The birds are singing, the sun is out and little green buds are appearing on the trees. It can only mean one thing! Spring is almost upon us and what better way to celebrate its arrival than by taking a trip into nature. One of the absolute best things about Prague is how quick and is easy it is to find yourself surrounded truly gorgeous countryside. There are many areas of spectacular natural beauty which are accessible by trams, buses and even the metro.
You can go from hearing the sound of car horns, smelling fried sausages and seeing crowds of busy shoppers, to hearing nothing but birdsong, smelling moist tree bark and seeing new spring shoots sprouting from the earth in as little as 15 minutes (if you know where to go!). That is where we can help. For those of you who never leave home without a comfy pair of walking shoes, here are a few of Prague’s most spectacular spots for a springtime hike.
1) Michelsky Les
Michelsky Les is an absolute paradise of peace and tranquillity. If you choose to take a hike through this forest, you will not believe that it is just a 12 minute Metro ride away from Wenceslas Square. There are several maintained trails through the forest, which are popular with hikers and cyclists. Despite the popularity of Michelsky Les, it is large enough that it is always possible to find a peaceful spot and listen to the birdsong without interruption (if you are lucky, you might spot one of the very rare grey-headed woodpeckers, which are known to nest here). We recommend that visitors to the forest look out for the ruins of the gothic New Castle, which was built in 1412 by King Wenceslas and was actually where he died in 1419. The ruins are freely accessible and are in the south-western part of the forest.
- To get to Michelsky Les, simply take the Metro to Roztoky Station (C Line). The forest is clearly visible as you exit the station.
2) Divoka Sarka
To experience Czech nature in all of its dramatic glory, head to Divoka Sarka. This nature reserve is named after “Wild Sarah”, a mythical female warrior who jumped to her death from one of the reserve’s rocky cliff faces. The reserve is simply huge, so don’t imagine for a moment that you will be able to explore it in its entirety in just one day. Divoka Sarka contains luscious grassy meadows, shadowy forests, a beautiful winding valley, babbling creeks, hidden caverns, waterfalls and dramatic rocky outcrops, which you can climb for spectacular views.
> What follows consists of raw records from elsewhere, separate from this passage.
PR #75, opened 2017-03-17
Pin.clock enhancement to handle non-50%-duty-cycle

rlaj:
Enhance pin clock feature to handle cases where 50% duty cycle isn't best fit.

### DIFF
--- a/Gemfile
+++ b/Gemfile
@@ -1,4 +1,4 @@
-source 'https://rubygems.org'
+source 'http://rubygems.org'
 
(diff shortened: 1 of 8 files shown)


ginty:
Very cool, any chance this can include a doc update?

Just a section in here on how to generate free-running clocks would be fine: http://origen-sdk.org/origen/guides/pattern/common/

rlaj:
Sure, I'll add it.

For the summer months, there is a large outdoor pool and a large lake called Dzban, which are popular with locals wanting an afternoon swim. Ornithologists should keep their eyes peeled for the rare black woodpecker whilst exploring the forests of Divoka Sarka.
- To get to Divoka Sarka, simply take trams 26 or 20 the Tram Stop “Divoka Sarka”. It is just a 5 minute tram ride from Metro Station Nadrazi Veleslavin (A Line)
3) Prokopske Udoli
Prokopske Udoli is a very popular weekend hiking destination for Prague residents and if you pay a visit here, you will see why. “Udoli” means valley in Czech and this area is so named because of the vast and beautiful valley, which follows the Prokopsky Potok (“Potok” meaning stream). The area including the valley was declared a nature reserve in 1993 and boasts many hiking trails, a former lime quarry (which is now full of water), views of the beautiful stone Zeleznicni Viaduct, abandoned railway tracks, lush flower filled meadows and some quite surprising views over the city.
- To get to Prokopske Udoli, you can take buses 230, 249, 256, 301, 352 to Řeporyjské náměstí. From here you can follow the stream into the valley.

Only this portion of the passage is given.